* WORK TO BE COMPLETED: Line by line, return the data exactly as shown.

- - - - - - -

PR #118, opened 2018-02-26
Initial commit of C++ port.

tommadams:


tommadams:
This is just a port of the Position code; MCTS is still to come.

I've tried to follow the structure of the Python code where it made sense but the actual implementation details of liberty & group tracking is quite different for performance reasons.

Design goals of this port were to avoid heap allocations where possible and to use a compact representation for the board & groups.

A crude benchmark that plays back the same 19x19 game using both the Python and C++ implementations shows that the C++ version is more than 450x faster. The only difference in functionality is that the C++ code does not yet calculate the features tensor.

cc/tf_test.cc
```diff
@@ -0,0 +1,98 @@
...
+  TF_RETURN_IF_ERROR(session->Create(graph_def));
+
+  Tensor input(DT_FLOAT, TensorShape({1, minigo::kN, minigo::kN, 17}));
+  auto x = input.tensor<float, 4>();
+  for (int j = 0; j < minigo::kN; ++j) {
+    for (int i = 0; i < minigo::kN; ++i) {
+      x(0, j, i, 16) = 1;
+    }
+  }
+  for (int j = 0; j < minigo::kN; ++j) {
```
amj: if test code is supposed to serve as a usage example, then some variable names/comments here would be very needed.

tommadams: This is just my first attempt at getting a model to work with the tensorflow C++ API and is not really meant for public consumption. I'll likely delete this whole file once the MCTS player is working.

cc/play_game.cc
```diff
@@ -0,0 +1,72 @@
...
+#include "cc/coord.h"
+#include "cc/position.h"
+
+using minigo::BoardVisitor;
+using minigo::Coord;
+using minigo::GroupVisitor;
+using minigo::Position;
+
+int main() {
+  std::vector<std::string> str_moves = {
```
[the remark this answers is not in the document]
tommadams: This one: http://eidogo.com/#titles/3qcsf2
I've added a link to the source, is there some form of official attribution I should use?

- - - - - - -

* TASK RESPONSE:
PR #118, opened 2018-02-26
Initial commit of C++ port.

tommadams:


tommadams:
This is just a port of the Position code; MCTS is still to come.

I've tried to follow the structure of the Python code where it made sense but the actual implementation details of liberty & group tracking is quite different for performance reasons.

Design goals of this port were to avoid heap allocations where possible and to use a compact representation for the board & groups.

A crude benchmark that plays back the same 19x19 game using both the Python and C++ implementations shows that the C++ version is more than 450x faster. The only difference in functionality is that the C++ code does not yet calculate the features tensor.

cc/tf_test.cc
```diff
@@ -0,0 +1,98 @@
...
+  TF_RETURN_IF_ERROR(session->Create(graph_def));
+
+  Tensor input(DT_FLOAT, TensorShape({1, minigo::kN, minigo::kN, 17}));
+  auto x = input.tensor<float, 4>();
+  for (int j = 0; j < minigo::kN; ++j) {
+    for (int i = 0; i < minigo::kN; ++i) {
+      x(0, j, i, 16) = 1;
+    }
+  }
+  for (int j = 0; j < minigo::kN; ++j) {
```
amj: if test code is supposed to serve as a usage example, then some variable names/comments here would be very needed.

tommadams: This is just my first attempt at getting a model to work with the tensorflow C++ API and is not really meant for public consumption. I'll likely delete this whole file once the MCTS player is working.

cc/play_game.cc
```diff
@@ -0,0 +1,72 @@
...
+#include "cc/coord.h"
+#include "cc/position.h"
+
+using minigo::BoardVisitor;
+using minigo::Coord;
+using minigo::GroupVisitor;
+using minigo::Position;
+
+int main() {
+  std::vector<std::string> str_moves = {
```
[the remark this answers is not in the document]
tommadams: This one: http://eidogo.com/#titles/3qcsf2
I've added a link to the source, is there some form of official attribution I should use?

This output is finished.